_What the task requires_.
Only one stretch of the data is wanted: the line containing "PR #208, opened 2021-11-22", the line containing "Also if I understood", and every line between them, copied exactly.

(Stored data entries)
^^^^^^^^

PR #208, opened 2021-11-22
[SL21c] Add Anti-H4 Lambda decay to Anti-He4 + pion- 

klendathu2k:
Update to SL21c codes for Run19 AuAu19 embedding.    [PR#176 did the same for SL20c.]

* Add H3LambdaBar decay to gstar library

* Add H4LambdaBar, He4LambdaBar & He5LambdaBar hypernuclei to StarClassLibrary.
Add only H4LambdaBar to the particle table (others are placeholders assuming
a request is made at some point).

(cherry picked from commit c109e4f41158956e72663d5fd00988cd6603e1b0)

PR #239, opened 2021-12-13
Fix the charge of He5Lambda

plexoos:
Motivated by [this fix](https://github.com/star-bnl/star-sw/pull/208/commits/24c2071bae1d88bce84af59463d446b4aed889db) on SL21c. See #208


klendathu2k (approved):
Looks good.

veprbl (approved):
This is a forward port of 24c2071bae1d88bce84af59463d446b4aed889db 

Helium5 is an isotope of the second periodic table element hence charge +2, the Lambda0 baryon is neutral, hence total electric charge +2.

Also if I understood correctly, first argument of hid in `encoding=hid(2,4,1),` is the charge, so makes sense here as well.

^^^^^^^^

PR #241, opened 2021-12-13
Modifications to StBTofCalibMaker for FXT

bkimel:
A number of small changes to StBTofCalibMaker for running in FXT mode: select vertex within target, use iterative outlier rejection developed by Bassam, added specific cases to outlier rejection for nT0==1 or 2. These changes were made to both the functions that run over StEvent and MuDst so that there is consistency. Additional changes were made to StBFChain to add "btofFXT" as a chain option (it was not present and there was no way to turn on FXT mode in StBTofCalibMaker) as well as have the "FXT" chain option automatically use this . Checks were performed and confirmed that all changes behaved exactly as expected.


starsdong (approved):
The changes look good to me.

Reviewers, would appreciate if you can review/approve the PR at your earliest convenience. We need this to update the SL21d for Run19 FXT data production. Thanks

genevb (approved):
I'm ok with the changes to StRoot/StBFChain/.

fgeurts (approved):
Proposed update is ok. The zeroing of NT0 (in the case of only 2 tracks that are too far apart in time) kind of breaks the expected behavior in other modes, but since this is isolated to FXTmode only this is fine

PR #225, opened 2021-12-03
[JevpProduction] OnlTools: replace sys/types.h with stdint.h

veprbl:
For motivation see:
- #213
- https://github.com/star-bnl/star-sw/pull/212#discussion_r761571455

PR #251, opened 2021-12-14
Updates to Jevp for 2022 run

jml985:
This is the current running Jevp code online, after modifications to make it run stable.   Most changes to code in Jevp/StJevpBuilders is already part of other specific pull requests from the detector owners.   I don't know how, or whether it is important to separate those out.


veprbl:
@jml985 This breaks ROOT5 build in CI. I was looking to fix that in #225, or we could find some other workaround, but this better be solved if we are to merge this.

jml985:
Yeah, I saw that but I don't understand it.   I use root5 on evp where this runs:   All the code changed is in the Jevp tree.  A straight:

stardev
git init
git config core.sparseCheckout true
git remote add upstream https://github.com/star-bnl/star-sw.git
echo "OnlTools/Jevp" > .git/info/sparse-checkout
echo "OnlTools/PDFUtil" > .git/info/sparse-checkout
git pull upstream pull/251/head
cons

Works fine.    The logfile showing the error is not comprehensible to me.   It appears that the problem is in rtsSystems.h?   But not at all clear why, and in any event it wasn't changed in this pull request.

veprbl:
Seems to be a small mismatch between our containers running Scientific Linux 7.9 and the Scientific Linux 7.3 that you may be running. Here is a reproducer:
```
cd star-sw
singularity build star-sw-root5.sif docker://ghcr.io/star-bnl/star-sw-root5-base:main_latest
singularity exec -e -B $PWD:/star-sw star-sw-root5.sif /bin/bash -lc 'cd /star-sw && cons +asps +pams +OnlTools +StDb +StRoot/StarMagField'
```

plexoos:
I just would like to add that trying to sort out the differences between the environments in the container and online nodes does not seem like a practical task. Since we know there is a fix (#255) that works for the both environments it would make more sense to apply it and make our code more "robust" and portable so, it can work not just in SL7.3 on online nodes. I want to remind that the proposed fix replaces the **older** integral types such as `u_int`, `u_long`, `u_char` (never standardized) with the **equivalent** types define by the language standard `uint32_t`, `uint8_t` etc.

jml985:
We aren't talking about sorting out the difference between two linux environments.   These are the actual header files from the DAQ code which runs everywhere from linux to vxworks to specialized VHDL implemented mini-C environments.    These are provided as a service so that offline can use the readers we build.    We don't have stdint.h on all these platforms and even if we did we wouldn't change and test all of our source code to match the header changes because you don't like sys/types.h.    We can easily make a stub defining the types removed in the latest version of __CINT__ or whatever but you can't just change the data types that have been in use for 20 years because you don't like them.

^^^^^^^^

_Written answer_.
PR #208, opened 2021-11-22
[SL21c] Add Anti-H4 Lambda decay to Anti-He4 + pion- 

klendathu2k:
Update to SL21c codes for Run19 AuAu19 embedding.    [PR#176 did the same for SL20c.]

* Add H3LambdaBar decay to gstar library

* Add H4LambdaBar, He4LambdaBar & He5LambdaBar hypernuclei to StarClassLibrary.
Add only H4LambdaBar to the particle table (others are placeholders assuming
a request is made at some point).

(cherry picked from commit c109e4f41158956e72663d5fd00988cd6603e1b0)

PR #239, opened 2021-12-13
Fix the charge of He5Lambda

plexoos:
Motivated by [this fix](https://github.com/star-bnl/star-sw/pull/208/commits/24c2071bae1d88bce84af59463d446b4aed889db) on SL21c. See #208


klendathu2k (approved):
Looks good.

veprbl (approved):
This is a forward port of 24c2071bae1d88bce84af59463d446b4aed889db 

Helium5 is an isotope of the second periodic table element hence charge +2, the Lambda0 baryon is neutral, hence total electric charge +2.

Also if I understood correctly, first argument of hid in `encoding=hid(2,4,1),` is the charge, so makes sense here as well.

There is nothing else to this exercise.